Method overview
Abstract
Reconstructing 3D human meshes from a single in-the-wild image remains a fundamental challenge in computer vision. Existing methods often produce coarse body poses and exhibit misalignments and unnatural artifacts in fine-grained regions such as the face and hands, which can progressively accumulate and lead to significant errors in downstream tasks. To address this issue, we propose PEAR—a unified framework for human mesh recovery and rendering. PEAR ~explicitly tackles two major limitations of current methods: inaccurate localization of fine-grained human pose details and insufficient photometric supervision for self-reconstruction.

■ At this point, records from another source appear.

PR #1539, opened 2026-07-28
feat: add drag-and-drop support for mobile verse sheet handle

### LINKED ISSUE #1519: Users should be able to drag the verse toolbar up on mobile
Currently, mobile users can only expand the verse toolbar by clicking the "more" button. There is a grab handle for it, but dragging it does nothing. Users should be able to drag it up on order to expand the verse toolbar on mobile.

mazenemad:
fixes #1519


Blitzy:
> [!NOTE]

## Code Review — PR #1539: drag-and-drop support for the mobile verse sheet handle

### Summary

The change adds a taller drag target (`.sb-verse-toolbar-handle-area`) around the existing 4px grab pill and wires pointer handlers to it. Dragging the handle up past a 24px threshold expands the mobile verse sheet, dragging down past the threshold collapses it, and a tap (movement under a 6px slop) toggles the expanded state. `touch-action: none` and `event.preventDefault()` correctly keep the gesture from scrolling the chapter behind the sheet, and pointer capture keeps coordinate math stable even as the sheet resizes mid-drag.

The core "drag up to expand" behaviour from the issue and the "tap to expand" ask from Blitzy's issue comment are both implemented. The gesture logic itself is sound — I could not find a correctness bug in the threshold/tap/cancel state machine. My findings are one unmet requirement plus a few smaller quality points.

---

### Medium — Dragging down does not close the sheet (unmet requirement)

In the issue, KallynGowdy commented:

> Also users should be able to drag the toolbar down to the bottom of the screen to close it.

This PR does not implement that. Dragging down only flips `isVerseSheetExpanded` to `false` (collapse). The sheet is only ever dismissed by the close (X) button, which calls `clearSelectedVerses()`. When the sheet is already collapsed, dragging the handle down does nothing at all — `isVerseSheetExpanded` is already `false`, so the drag is a no-op and the sheet stays open.

**Reproduction:**
1. On a mobile viewport, select a verse so the bottom verse sheet appears (collapsed).
2. Drag the grab handle downward toward the bottom of the screen.
3. Expected (per the issue comment): the sheet dismisses. Actual: nothing happens; the sheet stays open.

**Suggested fix:** in the pointer-up handler, when the sheet is collapsed and the net travel was a downward drag past a close threshold, dismiss the selection instead of no-opping. Because the current move handler doesn't retain the final `dy`, you'd store it (or the last direction) on the drag ref. Roughly:

```tsx
const handleVerseSheetHandlePointerUp = (event: PointerEvent) => {
  const drag = verseSheetDrag.current;
  if (!drag || drag.pointerId !== event.pointerId) return;
  const handle = event.currentTarget as HTMLElement;
  handle.releasePointerCapture?.(event.pointerId);
  verseSheetDrag.current = null;

  const dy = event.clientY - drag.startY;
  if (drag.maxTravel <= VERSE_SHEET_TAP_SLOP) {
    isVerseSheetExpanded.value = !drag.startExpanded; // tap toggles
  } else if (dy >= VERSE_SHEET_CLOSE_THRESHOLD && !isVerseSheetExpanded.value) {
    readingState.value?.clearSelectedVerses(); // drag down while collapsed → close
  }
};
```

This is a judgment call for the maintainers on scope — the issue title is specifically about dragging *up*, so it's reasonable to land expand/collapse now and track close-on-drag-down separately. Flagging it because it was an explicit request from the issue author on the linked issue and isn't mentioned in the PR description.

---

### Low — No automated tests for the new gesture logic

The repo has a strong test culture (thousands of tests), and this PR adds a small pointer state machine (threshold, tap-slop, reversibility, cancel-restores) that is a natural fit for unit testing — yet no test file was added or updated. The threshold and tap-vs-drag branches in particular are easy to regress silently. Consider adding coverage for: tap toggles, drag-up-past-threshold expands, drag-back-under-threshold reverts to the start state, and pointer-cancel restores `startExpanded`.

### Low — Dead zone between the tap slop and the drag threshold

`VERSE_SHEET_TAP_SLOP` is 6px and `VERSE_SHEET_DRAG_THRESHOLD` is 24px. A gesture that travels between 7px and 23px and is then released does nothing: it's too far to count as a tap (so no toggle in pointer-up), but never crossed the drag threshold (so pointer-move left the state at `startExpanded`). To a user, a small-but-deliberate drag can feel unresponsive. This is minor and arguably intentional, but worth a conscious decision — e.g. treating any release past the tap slop as a commit in the dominant drag direction would remove the dead zone.

### Low / Info — Interactive drag area is `aria-hidden="true"`

`.sb-verse-toolbar-handle-area` carries the pointer handlers but is `aria-hidden="true"`. The comment justifies this (the "More"/"Less" card exposes the same toggle to assistive tech), which is a fair call since the handle is a redundant visual affordance and keyboard/AT users retain the More button. No action needed — noting it so the accessibility trade-off is explicit and intentional.

---

### Verdict

The implemented gesture logic is correct and the CasualOS/Preact-signals conventions are followed cleanly. The main open question is scope: whether drag-down-to-close (the Medium item) should land in this PR or be tracked separately, since it was explicitly requested on the linked issue. The remaining items are quality nits. No blocking correctness defects found.

---

KallynGowdy:
This is gonna need some more work. Dragging on the grab handle doesn't produce any visual changes, and with the default height of the verse toolbar, there often isn't a need for the "more" button anyways.

I think we should have @amir2iqbal447 come up with a new design for us that doesn't use the "more" button and uses less vertical height by default before we continue. 

### Example video
https://github.com/user-attachments/assets/338f4a8b-3f31-4375-99bd-d6ac70d062ae

Blitzy:
I dont think we necessarily need more design work here, the implementation is just wrong.

The drag handle needs to actually move the drawer. Instead of a remove button there needs to be a little bit of text at the bottom that says "Swipe up to see more", we had this a little while ago but it was removed until we could support dragging the drawer which is what this issue is for.

Here are designs on figma showing this: https://www.figma.com/design/vFp5AhAQwizOB6LN2MvrIB/Seed-Bible?node-id=8598-3490&t=zujIgDnT7J7bvyYt-4

Blitzy:
@mazenemad can you take another attempt at this?

mazenemad:
on it

Blitzy:
> [!NOTE]

## Code Review — PR #1539 (latest commit `d9d33b41`)

This review covers the rewrite pushed after the earlier feedback thread (Kallyn's "needs more work" and Blitzy's "the drag handle needs to actually move the drawer" / Figma link). The new implementation replaces the old "More"/"Less" toggle button entirely: the overflow row is now revealed by an actual finger-tracked drag on the handle, a "Swipe up to see more" hint sits at the foot of the sheet instead of a button, and a downward drag on the collapsed sheet slides the whole sheet away to dismiss the selection. That matches what was asked for in the thread. CI (`build 24.x`) is green on this commit, and a substantial new test file (`test/unit/seed-bible/components/BibleReaderToolbar.test.tsx`) covers the tap/drag/settle/cancel state machine — a good improvement over the previous version, which shipped with no tests for this logic.

I did not find a correctness bug in the core drag state machine itself (tap-vs-drag, settle-at-halfway, cancel-restores-start). My findings are about a stale-measurement edge case, an accessibility gap, and a scope question carried over from the original issue thread.

---

### Medium — Overflow row height is measured once and never re-measured, so it can go stale

`measureVerseSheetOverflow` (packages/seed-bible/seed-bible/components/BibleReaderToolbar/BibleReaderToolbar.tsx, around the `verseSheetOverflowHeight` signal and its ref callback) sets `verseSheetOverflowHeight.value = element.scrollHeight` from a ref callback, which only fires when the DOM node is created or destroyed — not on every render. Two consequences:

1. **Rotation/resize while a selection is open**: the overflow row is `flex-wrap: wrap`, so its natural height depends on the sheet's width. Rotating the phone (or resizing the window) changes how many actions wrap per row, which changes the row's true height, but `verseSheetOverflowHeight` keeps the old value since the div isn't remounted. Dragging the handle after rotating will reveal a row whose CSS height target no longer matches its actual content height — either clipping the last row of actions or leaving dead space.
2. **The signal is never reset to 0**: the `useEffect` that resets `isVerseSheetExpanded`/`verseSheetDragReveal`/`verseSheetDismissOffset` when `hasVerseSelection` goes false does *not* reset `verseSheetOverflowHeight`. If the overflow row's content ever renders at a different height between selections (e.g. a translation change that makes the highlight/bookmark card labels wrap differently, or an extension registering/unregistering a verse-toolbar tool mid-session), the stale height persists into the next selection.

**Reproduction**: On a mobile viewport, select a verse with enough registered tools to produce an overflow row of, say, 2 lines. Rotate the device to landscape (now the row fits in 1 line). Drag the handle open — the revealed height still targets the old 2-line measurement, leaving a visible gap under the last action row.

**Suggested fix**: re-measure on more than just mount — e.g. observe the row with a `ResizeObserver` and update `verseSheetOverflowHeight` on changes, or at minimum re-measure in the existing `window.resize` handling this component already has for `isSmallScreen` (search for where that signal is set) and in the "selection cleared" effect (reset to 0 there too, so a new selection starts from a clean measurement).

---

### Low — Handle only exposes pointer + keyboard activation, not `click`

`.sb-verse-toolbar-handle-area` (BibleReaderToolbar.tsx, the div with `role="button"`, `aria-expanded`, `onPointerDown/Move/Up/Cancel`, and `onKeyDown`) has no `onClick` handler. Pointer events cover mouse and touch, and `onKeyDown` covers physical keyboards, but some assistive-tech activation paths (notably certain VoiceOver/TalkBack "activate" gestures on custom `role="button"` elements) dispatch a synthetic `click` rather than a full pointerdown/pointerup pair. On those paths this control would not toggle at all, silently. Given the element explicitly opts into button semantics (`role="button"`, `aria-expanded`, a focus-visible outline), it's worth adding a defensive `onClick` that mirrors the tap-toggle behavior (guarded by `hasVerseSheetOverflow.value`, same as the keyboard handler), so activation is guaranteed. Low confidence this is currently observable — flagging for defense-in-depth rather than as a confirmed break.

---

### Low / Info — Drag-down-to-dismiss only works from the collapsed state, not mid-gesture from expanded

Kallyn's comment on the linked issue (No. 1519) says: "Also users should be able to drag the toolbar down to the bottom of the screen to close it." In the current logic (`handleVerseSheetHandlePointerMove`), the dismiss offset only ever activates when `drag.startReveal === 0` — i.e., the drag has to *begin* while the sheet is already collapsed. If a user starts the drag while the sheet is expanded and drags all the way down in one continuous motion, the gesture closes the overflow row and stops there; it does not continue into a dismiss even if the finger keeps moving past where the row is fully closed. The user has to release and start a second, separate downward drag to dismiss.

This may be an intentional, acceptable simplification (many bottom-sheet patterns work this way — collapse first, dismiss second), but since it was an explicit, named request in the issue thread and the PR doesn't call out this scoping decision, it's worth the maintainers confirming whether one continuous top-to-bottom drag (expanded → collapsed → dismissed) is expected, or whether the current two-gesture behavior is fine.

---

### Verdict

No blocking correctness defects in the gesture state machine, and this version directly addresses the two rounds of prior feedback (drawer actually moves with the finger; "Swipe up to see more" replaces the More button). The stale-measurement issue (Medium) is a real, reproducible visual bug worth fixing before merge; the other two are lower-confidence/scope items for the maintainers to weigh in on.

---

KallynGowdy:
This is a lot better! The only thing I'd mention as far as UX is that after dragging the toolbar up, it snaps back down afterwards. Ideally it wouldn't snap back down but would just stay where it is.

Blitzy:
@mazenemad This is definitely in the right direction.

I found some issues while testing:

1. If you tap the handle to open it, it will select verse text that is behind the handle.

https://github.com/user-attachments/assets/d156409d-00e9-4eea-9c5f-f7e240790d6a

2. When tapping the handle to open or close the drawer, the transition appears to snap the drawer slightly above or below before moving it to its new position. This makes the transition animation appear a little broken/janky,

https://github.com/user-attachments/assets/528410db-1ff7-4679-9970-aca0dbd3bd34

3. When dragging the handle to close the drawer, you should be able to drag it all the way to the bottom of the screen to completely close it. Right now its two stages while expanded, you have to drag to collapse the extra buttons, and then you have to drag again to close it.

https://github.com/user-attachments/assets/d837019f-271a-41b4-9322-f8c3c763230b

Blitzy (commented):
> [!NOTE]

## Code Review — PR #1539 (latest commit `c5016a8`)

This is the third round of review on this PR. I compared the latest commit against the two prior automated reviews and the human feedback from KallynGowdy and Blitzy (July 29–30), and re-verified each open item by reading the actual diff rather than assuming prior comments still apply. I also ran the unit tests, `tsc`, and `eslint` for the touched files — all pass, and CI is green on `c5016a8`.

### Good news: all three requirements from the linked issue are now implemented, and every human-tested bug from the last round appears fixed

Issue No. 1519 asked for drag-up-to-expand, tap-to-expand (Blitzy's comment), and drag-down-to-close (KallynGowdy's comment). All three are present in `BibleReaderToolbar.tsx`. The three bugs Blitzy filmed on July 30 (tapping the handle selects the verse text behind it; the toggle transition looked "broken/janky"; closing was a two-stage drag) all look resolved by this rewrite:

- Text-selection-behind-handle → `user-select: none` (with `-webkit-*` variants) was added to `.sb-verse-toolbar-handle-area` in `BibleReaderToolbar.css`, with a comment explaining exactly this failure mode.
- Janky snap on tap → the sheet no longer moves at all until the drag exceeds `VERSE_SHEET_TAP_SLOP` (6px), so a tap animates from its actual resting position instead of a nudged one.
- Two-stage close → `verseSheetDismissOffset` is now derived from the same continuous `dy` as the reveal (`Math.max(0, dy - drag.startReveal)`), so one downward drag from the expanded state collapses the overflow row and then carries into a dismiss, per Kallyn's July 30 video.

KallynGowdy's "it snaps back down after I drag it up" comment is also addressed: `settleVerseSheet` now settles in the direction the drag traveled rather than checking a midpoint, so any upward lift stays open.

### Medium — Overflow row height is still measured once and never re-measured (carried over from the previous review, unresolved)

`measureVerseSheetOverflow` (`BibleReaderToolbar.tsx`, the `ref` on the overflow row, around line 2156) still only runs from a ref callback, which fires on mount/unmount, not on every render. I checked specifically for a `ResizeObserver` or a resize-driven re-measure and found none. This is the same issue flagged in the last review and it doesn't look like it was addressed in this commit.

**Reproduction:**
1. On a mobile viewport, select a verse with enough registered tools that the overflow row wraps onto 2 lines.
2. Rotate the device to landscape (or resize the window wider), so the same cards would now fit on 1 line.
3. Drag the handle open. The revealed height still targets the old 2-line measurement, leaving a visible gap under the last row of actions (or, in the opposite rotation direction, clipping the last row).

**Suggested fix:** watch the row with a `ResizeObserver` and update `verseSheetOverflowHeight` on change, or at minimum re-measure in the "selection cleared" `useEffect` (around line 1041) so a new selection never starts from a stale measurement, and hook into whatever resize handling already exists for `isSmallScreen` in this component.

### Low — Handle still has no `onClick` fallback (carried over, unresolved)

`.sb-verse-toolbar-handle-area` (the `role="button"` div) wires `onPointerDown/Move/Up/Cancel` and `onKeyDown`, but still no `onClick`. Some assistive-tech "activate" gestures on a custom `role="button"` dispatch a synthetic `click` rather than a full pointer sequence, which this element wouldn't respond to. Low confidence this is currently observable in the field, but since the element already opts into full button semantics (`role`, `aria-expanded`, focus-visible outline), a defensive `onClick` mirroring the tap-toggle (gated on `hasVerseSheetOverflow.value`, same as the keyboard handler) would close the gap.

### Low — Orphaned translation key

`i18n/en.json` still has `"less": "Less"`, but the "More"/"Less" toggle button that used it was removed in this rewrite. I grepped the codebase and found no remaining `t("less", ...)` call anywhere (`"more"` is still used elsewhere, e.g. `Tabs.tsx` and the mobile nav's "more" tab, so that one's fine — it's specifically `"less"` that's now dead). Not a functional bug, just worth deleting from `en.json` per the repo's normal cleanup of unused keys.

### Low — A second pointer on the handle mid-drag hijacks the gesture

`handleVerseSheetHandlePointerDown` unconditionally overwrites `verseSheetDrag.current` with the new pointer's data, even if `verseSheetDrag.current` is already set from an in-progress drag with a different `pointerId`. If a second finger touches the handle while the first is still dragging, the first pointer's capture is silently orphaned (its `pointerup`/`pointercancel` will no longer match `drag.pointerId` and will be ignored, so it never gets released or settled). This is an unlikely gesture on a ~1.5rem-tall handle, so I'd treat this as a nice-to-have rather than a blocker — a simple guard (`if (verseSheetDrag.current) return;` at the top of the pointerdown handler) would close it if you want the extra robustness.

---

### On the diff size (220 files, +3445/-23744) shown on this PR

That number is not from this feature — I checked directly. This branch (`fix/drag-verse-toolbar-handle-to-expand`) forked from an old point in the tree (commit `6c75f8b`, "Fix missing space from beginning of verse", July 28) and hasn't been rebased or merge-updated against `develop` since. `develop` has since moved on with a large set of unrelated commits, so GitHub's PR diff (head vs. current `develop`) shows all of that as if it were being deleted by this branch — it isn't. The actual commits on this branch touch exactly 4 files: `BibleReaderToolbar.tsx`, `BibleReaderToolbar.css`, `i18n/en.json`, and the new test file (`+914/-72` combined). GitHub's own `mergeable_state` for this PR is currently `dirty`, consistent with this. **Recommend merging/rebasing onto current `develop` before this lands**, both so the PR diff reviewers see matches the actual change, and so merging doesn't risk reverting unrelated work that landed on `develop` in the meantime.

### Verdict

No blocking correctness defects in the gesture state machine itself, and this revision closes out every prior human-reported bug and both requirements from the linked issue. The stale-measurement issue (Medium) is a real, reproducible visual bug carried over from the last review and still worth fixing before merge. The remaining items are low-severity/defense-in-depth. Separately (not a code issue, but blocking a clean merge): **this branch needs to be updated against `develop`** before merging, given how far it's diverged.

---

KallynGowdy:
@mazenemad Looks like c5016a88897c5b1151486998016e8ab5b935cc9e actually undoes a bunch of changes on `develop`. Was there some sort of git issue?

KallynGowdy:
This will be merged and implemented when https://github.com/HelloAOLab/seed-bible/pull/1593 is merged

Specifically, we train a Transformer-based model that can recover expressive 3D human geometry (SMPLX + FLAME) from a single image without cropping specific body parts. This preprocessing-free design enables real-time inference at over 100 FPS. Furthermore, we integrate the model with a neural renderer to jointly optimize geometry and appearance, which significantly enhances the reconstruction accuracy of fine-grained human geometry and yields higher-quality rendering results. Lastly, we curate a large-scale dataset of images and videos with human pose and keypoint annotations to facilitate model training. Extensive experiments on multiple benchmark datasets demonstrate that the proposed approach achieves significant improvements in both geometric reconstruction accuracy and rendering quality.